You mention quadratics and vectors and stuff. A very simple videogame from yesteryear had two parties, A and B, shooting cannonballs at each other from opposite sides of a simple 2D screen -- a "side-scrolling shooter," without any scrolling (though you could always fancy it up with scrolling, if you wanted a bigger playfield than would fit on the screen). Each player specified an angle of gun elevation, and an amount of gunpowder (the more gunpowder, the faster the cannonball came out of the cannon, the further it would go horizontally, etc.) The program then displayed the trajectory of the cannonball as it went along, and blew something up wherever it landed. (Whoever blew up the opponent's cannon, won the game.)

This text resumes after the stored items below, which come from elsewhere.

PR #983, opened 2021-02-22
Add --postprocess configure option to designate a script to run after downloading an exercise.

joelnordell:
This adds a `--postprocess` option to `exercism configure` that, when set, causes a designated script to be executed after each download. Additionally, there is a `--no-postprocess` option to remove the postprocess configuration. The postprocess script runs with the current directory set to the newly downloaded exercise directory.

The use case I have in mind for this, and the reason I added it, is to allow me to provide a script that automatically sets up each new downloaded exercise as a git repository so I can track my changes to the exercise:

```
#!/usr/bin/env bash

git init .
git add .
git commit -m 'Initial commit from exercism'
```

I just put that into a script, then use `exercism configure --postprocess /path/to/above/script` to set up exercism to automatically run it after each download.

### DIFF
--- a/cmd/download.go
+++ b/cmd/download.go
@@ -132,10 +132,10 @@ func runDownload(cfg config.Config, flags *pflag.FlagSet, args []string) error {
 		cmd := exec.Command(usrCfg.GetString("postprocess"))
 		cmd.Dir = metadata.Dir
 		err := cmd.Run()
-		if err != nil {
-			fmt.Fprintf(Err, "\nThere was an error running the postprocess script: %v\n", err)
-		} else {
+		if err == nil {
 			fmt.Fprintf(Err, "\nSuccessfully executed the postprocess script.\n")
+		} else {
+			fmt.Fprintf(Err, "\nThere was an error running the postprocess script: %v\n", err)
 		}
 	}
 	return nil
--- a/cmd/download.go
+++ b/cmd/download.go
@@ -10,6 +10,7 @@ import (
 	"net/http"
 	netURL "net/url"
 	"os"
+	"os/exec"
 	"path/filepath"
 	"regexp"
 	"strings"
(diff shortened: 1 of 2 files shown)


cmd/download.go
```diff
@@ -125,6 +126,18 @@ func runDownload(cfg config.Config, flags *pflag.FlagSet, args []string) error {
...
+	// run postprocess script if one was configured
+	if usrCfg.GetString("postprocess") != "" {
+		cmd := exec.Command(usrCfg.GetString("postprocess"))
+		cmd.Dir = metadata.Dir
+		err := cmd.Run()
+		if err != nil {
+			fmt.Fprintf(Err, "\nThere was an error running the postprocess script: %v\n", err)
+		} else {
+			fmt.Fprintf(Err, "\nSuccessfully executed the postprocess script.\n")
+		}
```
kotp, line 139:
```suggestion
		if err == nil {
			fmt.Fprintf(Err, "\nSuccessfully executed the postprocess script.\n")
		} else {
			fmt.Fprintf(Err, "\nThere was an error running the postprocess script: %v\n", err)
		}
```

This focuses on the desired, and if that isn't the case, then it fails.  (Not tested).

joelnordell: I tested this change locally and it was fine.

arlm:
Quicl question, does it make sense to add a configuration flag that runs the post-process script relatively to the track directory so that people can have specialized scripts for each language/tooling instead of needing to add a lot if if-clauses and switch-clauses?

joelnordell:
> Quick question before the code review finishes, does it make sense to add a configuration flag that runs the post-process script relatively to the track directory so that people can have specialized scripts for each language/tooling instead of needing to add a lot if if-clauses and switch-clauses?

You might be able to do that with the existing implementation by specifying a relative path for the postprocess script, e.g. `../postprocess`, perhaps? Or if that doesn't work, using a small wrapper script which itself just does something like `exec ../postprocess` might do it.

Or maybe an enhancement here could be to pass some arguments to the script to make it easier to implement functionality like that in your own script (such as passing the track path etc.).

I haven't used exercism in a while (this branch is very old!) so my memory is fuzzy about how the directories are structured, and/or what may have changed in the past couple years.

arlm:
Basically, we have the track name and then the exercise name like: `BASE_PATH/track-name/exercise-name`. My suggestion was that either we have a parameter, like you said, stating which exercise and track is running, or that a script located inside the track folder runs using the exercise folder as current/working path. This way things can be prepared per language.

Lately I need to set files as `not-read-only` on some exercises when I update them, but I would like to run `npm install`, or other package manager to prepare for example, on some tracks. Also, when the exercise is updated and I need to force, I need to remove all over again the `ignore` commands/attributes on the test files, for all tracks, and a `sed` command could do that for me if I know the language ...

ErikSchierboom:
IMHO this can be done just as well with a custom (bash) script instead of baking it into the CLI. Therefore, I'm closing this PR.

Trajectories are parabolas - - which are quadratics - - and the cannonball's initial velocity is a vector of magnitude cannon's-muzzle-velocity in the direction the cannon is aimed, i.e. "at an angle" to both the horizontal and vertical axes, which you would have to separate it into X and Y components using trigonometry. I don't know if this is the sort of thing you're talking about, but it's easy to explain, easy to program, easy to display, etc. - - no fooling around with the mechanics of modern videogame frameworks etc. Just draw lines and shapes on a bitmapped flat screen. You could probably think of all kinds of variations - - multiple targets, multiple guns, every so often have a bird or plane or anti-cannonball flak come out that your cannonball hits and gets its velocity or angle of travel changed, so you have to change the quadratic equation from that point forward... or something. :-) I'm sure your teacher doesn't expect miracles.Good luck!